Ананьев пожимает капитану руку, делает шаг, чтобы пожать ее и стоящему возле автоматчика человеку в офицерской шинели. Капитан предупреждающе останавливает его.
— Ему не надо. Не положено.
— А что? Пленный?
— Нет, не пленный. Арестованный за трусость. Командир взвода, — тихо говорит Сафронов.
— Ах ты, обормот! Сдрейфил, значит? В конце-то войны?
— Именно, — вздыхает бывший командир взвода Терещенко. — В конце и не выдержал.
— А теперь что? Трибунал?
— Теперь трибунал, — опускает голову Терещенко.
— Ладно. Вы это вот что, — говорит капитан Сафронов и что-то шепчет Ананьеву. Тот машет рукой.
— Есть там у них. В чулан какой-нибудь.
Сафронов делает знак Терещенко и ведет его через зал. За арестованным, как тень, следует часовой-автоматчик.
— А это?.. Кто такой?
Пауль подбирается и отчеканивает:
— Гитлер капут! Капитуляция.
— Это вот ее муж, — говорит Ананьев, указывая на Ирму. — Драпанул. Не дожидаясь капитуляции.
— Дезертир? А почему здесь? Надо отправить в тыл. Как военнопленного.
— Ладно. Черт с ним! — машет рукой Ананьев. — Отправить всегда успеем.
— Ну, знаете! — несогласно говорит капитан. — Тогда хотя бы изолировать.
— Оставь! Что изолировать? Завтра изолируем.

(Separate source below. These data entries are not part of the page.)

PR #660, opened 2020-04-21
fix: Update status immediately after creating pipeline

abayer:
The delay between `/retest` and the previous bad status being replaced is annoyingly long, so let's do that quicker.

### DIFF
--- a/pkg/plugins/trigger/generic-comment_test.go
+++ b/pkg/plugins/trigger/generic-comment_test.go
@@ -110,13 +110,14 @@ func TestHandleGenericComment(t *testing.T) {
 			ShouldBuild: false,
 		},
 		{
-			name:        "accept /test from non-trusted member if PR author is trusted",
-			Author:      "untrusted-member",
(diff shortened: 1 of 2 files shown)


abayer:
The gitlab failure is real - for some reason, this results in the status never getting updated past pending for gitlab.

pkg/plugins/trigger/generic-comment_test.go
```diff
@@ -776,119 +788,121 @@ func TestHandleGenericComment(t *testing.T) {
...
-					Number: 0,
-					Head: scm.PullRequestBranch{
-						Sha: "cafe",
-					},
-					Base: scm.PullRequestBranch{
-						Ref: tc.Branch,
-						Repo: scm.Repository{
-							Namespace: "org",
-							Name:      "repo",
+		t.Run(tc.name, func(t *testing.T) {
```
mrageh, line 791: Is `t.Run` a function that takes the name and an anonymous function?

PR #661, opened 2020-04-22
feat: make team name configuable in the report url

garethjevans:


pkg/foghorn/controller.go
```diff
@@ -422,9 +429,14 @@ func (c *Controller) getReportURLBase() string {
 	return os.Getenv("LIGHTHOUSE_REPORT_URL_BASE")
 }
 
+// getReportURLTeam gets the team to construct the report url
+func (c *Controller) getReportURLTeam() string {
+	return os.Getenv("LIGHTHOUSE_REPORT_URL_TEAM")
```
mrageh, line 434: What happens if this env variable is not set?

Should we guard against that or will it always be present?

pkg/foghorn/controller.go
```diff
@@ -384,6 +384,13 @@ func (c *Controller) reportStatus(ns string, activity *jxv1.PipelineActivity, jo
 	}
 	urlBase := c.getReportURLBase()
 	if urlBase != "" {
+		urlTeam := c.getReportURLTeam()
+		team := ns
+		// override with env var if set
```
mrageh, line 389: Why do we override with env var if it set?

abayer: Because the namespace is the proper default.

Поняв, что речь идет о муже, Ирма бросается к капитану:
— Гер официр! Тофарищ…
— Тофарищ официр! Битте, битте! — говорит старик и ставит на стол бутылку с прозрачной жидкостью.
— Что это? — настораживается капитан.
— О, шнапс, шнапс, — дрожащими руками старик открывает бутылку.
— Это дело! — говорит Ананьев. — А то принес какую-то мадеру! Ладно, брось, капитан. Давай выпьем!
Капитан, однако, пропускает Терещенко с автоматчиком в дверь и делает знак Паулю следовать вперед. Тот покорно переступает порог. Ирма и старик бросаются следом.
Спустя десять минут капитан появляется и с довольным видом потирает руки.
— Вот теперь можно и выпить, майор! За Победу! Если не провокация.
— Никакая не провокация. По рации передали. Так, Воробей?
— Так точно. Полковник-танкист сказал.
— Трудно верится, — говорит капитан, пережевывая хлеб с салом, крупными ломтями нарезанный на фарфоровой тарелке. — Здесь где-то в ближнем тылу полуокруженная группировка. В лесах эсэсовские части.
— Сдадутся и эсэсовцы, — говорит Ананьев и достает часы на цепочке. — Сколько там до Победы осталось? Всего 15 минут.
— В роще нас обстреляли. Колесо пробили. Едва ноги унесли.
— Это бродячие. Бродячих мы не боимся. Завтра они нам в плен сдадутся.
В зал вбегает Ирма, за ней входит старик. Ирма бросается к капитану и заламывает руки.
— Гер официр, гер официр! Их отшень, отшень просиль! Майн гатте Пауль… Их отшень просиль!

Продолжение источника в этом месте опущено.